The main difference is the risk related to each keyword. If you are optimising a website and you choose a few wrong keywords (but still relevant to the profitable KWs), and you add them to some of your inner pages, it’s not a big deal – especially if your website is quite big.
On the other hand, in pay per click advertising, once you choose a keyword, you spend money each time someone clicks on your ads. That’s why, it’s so important to quickly cut out keywords that don’t convert.
In fact, discovering those high-converting and low-cost keywords is the key to creating profitable PPC campaigns. I assume you have already created your AdWords account, following the tutorial in part one of this course (the SEO one). Go to https://adwords.google.com/KeywordPlanner and sign into your AdWords account now.
Just a word of caution - if you are creating a new AdWords account, you will be asked to choose a currency. Once selected, you can never change it - remember about this if you are doing business in multiple currencies:
Although AdWords is a very complex system, it’s very intuitive, and Google keeps guiding you step-by-step. I will now go over three of the below points (I will skip the billing - I don’t know your billing information ☺). Although AdWords suggests that you start with your budget and your ads, I believe it’s better to start with keyword research. Click on Tools and then “Keyword Planner” to search for keywords.
Click the first option to find new keywords:
In part one of this course, I have already shown you how to research your keywords. I will quickly recap the basics and proceed to create your first campaign. Let’s assume that you want to promote your web design services in Auckland, New Zealand. Before you type in any keywords into Google AdWords account, spend a few minutes and brainstorm potential keywords that your customers could use to search for your services.
If you were a small or medium business owner in Auckland, what would you type into your web browser? For this example, let’s type in a few keywords related to web design services for business: If you already have a website, you can type in the URL address of your landing page. Don’t forget the category of your product - there are many of them, simply start typing, and Google will provide you with ideas:
Don’t forget to set up Auckland in the location settings:
Once you are ready, click on “Get Ideas”. You will be provided with a list of keyword ideas together with the average monthly number of searches and suggested bid (in the below example, the data is adjusted to Auckland region). Just a word on match types - the default statistics that you get are for exact match keywords - it counts only users who used Google and typed in your exact keyword with no modifications or extra words:
Select a few keywords – you can also download the whole list. Pick a few ones that have low to medium competition, so that you don’t spend too much money in the very beginning. Copy those keywords to a spreadsheet and go to Google.com.
If you are in the location which you specified in the keyword research, simply type the keywords one by one into Google and check the landing pages to find some great ideas. The below is a sample ad I was presented with when I typed in “Web design Auckland”:
Speaking of ads, it’s time to create your first campaign. Go back to AdWords dashboard and click the button to begin:
You will be taken to a page where you can name your campaign, choose its type, locations, language and budget. Let’s create a simple search network campaign. Name your campaign, and from the different types of campaigns, select “search network only”. Next, choose “all features”- I will go over some of them later. To keep things easy, let’s exclude other search partners. As you can see, you can’t choose the device now - you can do that when you create your ads.

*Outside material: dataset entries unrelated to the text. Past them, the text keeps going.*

PR #355, opened 2025-07-10
Allow for more general properties to be saved by the generic calculator

gelzinyte:
In the `main` branch, only the properties defined in `per_atom_properties` or `per_config_properties` are saved by the generic calculator, even if an extra property (e.g., "polarization" for `aims`) is among the calculator's `implemented_properties` and in the `calculator.results` dictionary. The change tries to save all of the properties requested from the calculator and the missing or not implemented properties are caught by `calc.get_property`.

### DIFF
--- a/wfl/utils/save_calc_results.py
+++ b/wfl/utils/save_calc_results.py
@@ -89,7 +89,6 @@ def save_calc_results(atoms, *, prefix, properties):
             config_results['converged'] = atoms.calc.converged
     except AttributeError as exc:
         pass
-        
     if "extra_results" in dir(atoms.calc):
         if prefix is None and (len(atoms.calc.extra_results.get("config", {})) > 0 or
                                        len(atoms.calc.extra_results.get("atoms", {})) > 0):


wfl/utils/save_calc_results.py
```diff
@@ -1,10 +1,11 @@
 import re
+import warnings
 
 from ase.calculators.singlepoint import SinglePointCalculator
 from ase.calculators.calculator import all_properties, PropertyNotImplementedError
 
 per_atom_properties = ['forces', 'stresses', 'charges', 'magmoms', 'energies']
-per_config_properties = ['energy', 'stress', 'dipole', 'magmom', 'free_energy']
```
gelzinyte, line 7: `free_energy` was not read before (no `atoms.get_free energy`). Now it's saved if it's among the properties that were asked to be calculated.

wfl/utils/save_calc_results.py
```diff
@@ -82,6 +83,22 @@ def save_calc_results(atoms, *, prefix, properties):
...
+    # Additional properties asked for in calculation and present in 
+    # .results, but without a specific getter function  
+    remaining_properties = [prop for prop in properties 
+                            if prop not in per_atom_properties 
+                            and prop not in per_config_properties]
+
+    for prop_name in remaining_properties:
+        prop = atoms.calc.get_property(prop_name, allow_calculation=False)
+
+        per_atom = is_per_atom(prop, num_atoms=len(atoms))
```
gelzinyte, line 96: Trying to match the shape and guess whether a property is per-atom is a bit flimsy, but only one of the he `implemented_properties` would have made past `calc.get_property`.

wfl/calculators/aims.py
```diff
@@ -48,8 +48,6 @@ class Aims(WFLFileIOCalculator, ASE_Aims):
     **kwargs: arguments for ase.calculators.aims.Aims
         See https://wiki.fysik.dtu.dk/ase/_modules/ase/calculators/aims.html.
     """
-    implemented_properties = ["energy", "forces", "stress"]
```
gelzinyte, line 51: All of the properties implemented by the parent class are accessible from this calculator, no need to restrict them here.

bernstei: sounds good

wfl/utils/save_calc_results.py
```diff
@@ -113,6 +131,34 @@ def save_calc_results(atoms, *, prefix, properties):
...
+
+    Returns 
+    -------
+    True if shape of the property matches number of atoms 
+    """
+
+    if isinstance(prop, (int, float)):
+        return False
+
+    if num_atoms in [1, 3]:
```
bernstei, line 152: I _really_ don't like this.  This is why ASE has problems with arbitrary properties.

bernstei: I would prefer that, if it's not _too_ cumbersome for us

wfl/utils/save_calc_results.py
```diff
@@ -49,39 +50,26 @@ def save_calc_results(atoms, *, prefix, properties):
...
-    if 'stresses' in properties:
-        atoms_results['stresses'] = atoms.get_stresses()
-    if 'charges' in properties:
-        atoms_results['charges'] = atoms.get_charges()
-    if 'magmoms' in properties:
-        atoms_results['magmoms'] = atoms.get_magnetic_moments()
-    if 'energies' in properties:
-        atoms_results['energies'] = atoms.get_potential_energies()
-
+
```
bernstei, line 72: remove this extra blank line?

wfl/utils/save_calc_results.py
```diff
@@ -99,6 +87,7 @@ def save_calc_results(atoms, *, prefix, properties):
         if "relaxed_positions" in atoms.calc.extra_results:
             atoms.set_positions(atoms.calc.extra_results["relaxed_positions"])
 
+
```
bernstei, line 90: also this blank line

bernstei:
I'm happy with it, although some of this stuff can probably be better handled using https://gitlab.com/ase/ase/-/blob/master/ase/outputs.py?ref_type=heads, as `ase.io.extxyz` does now.  Looks like the names you used, which are presumably from specific calculators you want to use, don't match the standard names in there (e.g. `fermi` vs. `fermi_level`).

gelzinyte:
Let me have a look at outputs.py. And I really am only interested in polarization, for now, so let's skip `fermi` (from vasp) and `charges` (from castep). Do you know why the quantum espresso tests are failing? They run ok for me locally, also when qe is installed with `apt-get`.

bernstei:
There are some issues related to property `free_energy` not being implemented, which could have something to do with your changes.  But many of the QE failures are because the executable gets a SIGABRT, which is weird, but it's not giving any more info as to why.  Let me try to investigate.

bernstei:
I think yes - this is what happens when I run pw.x in the CI

```
Warning: card &CELL ignored
Warning: card / ignored
Warning: card &FCP ignored
Warning: card / ignored
Warning: card &RISM ignored
Warning: card / ignored

     Current dimensions of program PWSCF are:
     Max number of different atomic species (ntypx) = 10
     Max number of k-points (npk) =  40000
     Max angular momentum in pseudopotentials (lmaxx) =  3
*** buffer overflow detected ***: terminated

Program received signal SIGABRT: Process abort signal.

Backtrace for this error:
#0  0x7f10a4423e59 in ???
#1  0x7f10a4422e75 in ???
#2  0x7f10a404532f in ???
#3  0x7f10a409eb2c in pthread_kill
#4  0x7f10a404527d in gsignal
#5  0x7f10a40288fe in abort
#6  0x7f10a40297b5 in ???
#7  0x7f10a4136c18 in __fortify_fail
#8  0x7f10a41365d3 in __chk_fail
#9  0x7f10a4137db4 in __snprintf_chk
#10  0x5557fea0896e in ???
#11  0x5557fe8261d7 in ???
#12  0x5557fe88a007 in ???
#13  0x5557fe70a0c7 in ???
#14  0x5557fe708f22 in ???
#15  0x7f10a402a1c9 in ???
#16  0x7f10a402a28a in __libc_start_main
#17  0x5557fe708f54 in ???
#18  0xffffffffffffffff in ???
Aborted (core dumped)
```

bernstei:
Looks like these failures are probably real side effects of changes you're making.

gelzinyte:
The examples' test was failing because the xtb calculator calculates `free_energy` by default, but it's not among its `implemented_properties`, so `calc.get_property("free_energy")` fails. I have added an extra check for saved properties to avoid this. This should be it, once the tests pass.

PR #359, opened 2025-07-17
switch from calc.get_property to calc.results.get

gelzinyte:
After all, I think this should be `calc.results.get`, not `calc.get_property`. If no `properties` are given, that defaults to all of the standard properties in `calc.results`, so a direct `.get` is more straightforward. That's what happens in `calc.get_property(name, allow_calculation=False)` anyway, but it also checks if the property is in `calc.implemented_properties`. And calculators aren't consistent about that, e.g. `free_energy` is in `calc.results`, but not in `calc.implemented_properties` for xtb. `implemented_properties` don't matter if we use `calc.results.get` instead.

### DIFF
--- a/wfl/utils/save_calc_results.py
+++ b/wfl/utils/save_calc_results.py
@@ -60,20 +60,14 @@ def save_calc_results(atoms, *, prefix, properties):
             if prefix + p in atoms.arrays:
                 del atoms.arrays[prefix + p]
 
-    # Make note of implemented properties, if applicable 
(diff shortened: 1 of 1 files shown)


bernstei:
One possible typo in the error message, otherwise I'm happy with it

gelzinyte:
That's a typo.. Great, thanks for having a look!

bernstei:
I'll merge as soon as the tests pass

Issue #417, opened 2022-07-20
k8s Daemonset pods stuck in "CrashLoopBackOff"


brijean:
just installed gprofiler daemonset on eks k8s cluster.  Pods keep restarting:

[cloudshell-user@ip-10-0-20-221 ~]$ kubectl get pods | grep granulate
granulate-gprofiler-t7dwh                0/1     CrashLoopBackOff   19 (75s ago)   74m
granulate-gprofiler-t855m                0/1     CrashLoopBackOff   19 (96s ago)   74m
granulate-gprofiler-w4x96                0/1     CrashLoopBackOff   19 (82s ago)   74m
granulate-maestro-6df6db74c9-t26bj       2/2     Running            0              73m

[cloudshell-user@ip-10-0-20-221 ~]$ kubectl describe pods granulate-gprofiler-t7dwh
Name:         granulate-gprofiler-t7dwh
Namespace:    default
Priority:     0
Node:         ip-192-168-17-133.us-east-2.compute.internal/192.168.17.133
Start Time:   Wed, 20 Jul 2022 19:02:24 +0000
Labels:       app=granulate-gprofiler
              controller-revision-hash=57dbd966bd
              pod-template-generation=1
Annotations:  kubernetes.io/psp: eks.privileged
Status:       Running
IP:           192.168.34.230
IPs:
  IP:           192.168.34.230
Controlled By:  DaemonSet/granulate-gprofiler
Containers:
  granulate-gprofiler:
    Container ID:  docker://90d9dcab2ac6423596e6553fb12b9c651f72e65e5c7bf31bc2b8ef39dbc30d1d
    Image:         index.docker.io/granulate/gprofiler:latest
    Image ID:      docker-pullable://granulate/gprofiler@sha256:ab80eda157f96962e0dcbfd4e6f878a185802f5346b5c93c447f085de59203b8
    Port:          <none>
    Host Port:     <none>
    Args:
      -cu
      --token
      $(GPROFILER_TOKEN)
      --service-name
      $(GPROFILER_SERVICE)
    State:          Waiting
      Reason:       CrashLoopBackOff
    Last State:     Terminated
      Reason:       Error
      Exit Code:    2
      Started:      Wed, 20 Jul 2022 20:45:46 +0000
      Finished:     Wed, 20 Jul 2022 20:45:47 +0000
    Ready:          False
    Restart Count:  25
    Limits:
      cpu:     500m
      memory:  1Gi
    Requests:
      cpu:     100m
[...]

PR #424, opened 2022-08-03
Pass --token, --service-name with = everywhere

Jongy:
PR #325 did it partially. Finish the job here.

Fixes the issue from https://github.com/Granulate/gprofiler/issues/417.

I manually tested the new k8s DaemonSet and it works fine.

The pattern `--token[^=]` doesn't have any other matches :)


michelhe (approved):
lgtm

PR #411, opened 2022-07-18
Upgrade perf to base on Linux 5.18

Jongy:

PR #426, opened 2022-08-04
perf: Parse new event family names

Jongy:
This field used to be "cpu-clock:", with the new perf (and on a recent kernel) I get "cpu_core/cycles/",
so add _ and / to the pattern.

It's probably for the better to remove this complex regex and remain only with parsing the stack itself. I didn't want to make a larger change at this point, given that this already works, and that we don't have good tests coverage here.


Jongy:
Fixes #411

michelhe (approved):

As you clicked on the campaign type, you have probably noticed the different types of available campaigns, including display ads, shopping and video. In order not to overcomplicate things, I will focus on search network only. If you would like to go over other types of campaigns, I’d love to help you – just let me know at email@example.com and I will get back to you as soon as I can.
Now, it’s time to choose the location - although technically you could sell your services to the whole world, let’s stick to the idea of Auckland, New Zealand:
As you can see, in theory, you can reach over 1.5 million people. Let’s take a look at the available advanced location options:
Unless you have a service or product in a very obscure niche, you don’t have to change the recommended options - if someone is searching for “web design Auckland” there’s no point in hiding the ad from them, even if physically, they are not in the city.
The next option is language - let’s stick to English. Now, it’s time to set up your budget and bid strategy. As a beginner, you should never use automated settings for bidding. It’s better to use manual CPC and slowly increase your bid, following feedback on your Adrank (which is the way Google ranks your ads, taking into consideration your quality score and bid).
Because the niche I chose in my example is highly competitive and targeted (I target clients in Auckland - which is very expensive, what drives prices of services up), I will set my default bid to $10 and my daily budget to $100 just for the sake of testing. This should give me around 10-20 highly targeted clicks according to data from the keyword planner. Of course, as long as I optimise my ads and landing pages to reach the top of search results. Leave the delivery method as specified:
You have probably noticed the ad extensions and a few advanced settings – I’ll come back to them shortly while discussing click-through rate and ad optimisation. It’s time to go to the next step - creating an ad group.
Creating Ad Groups – It’s Not Only about the Copy
Ad groups are essential for your campaign - they contain all your keywords, text ads, and landing pages, giving you the opportunity to manage and control them in a convenient way. Although you might think they are mostly there for your convenience, search engines look into your ad groups to determine for which keywords your ads should appear and what will they say.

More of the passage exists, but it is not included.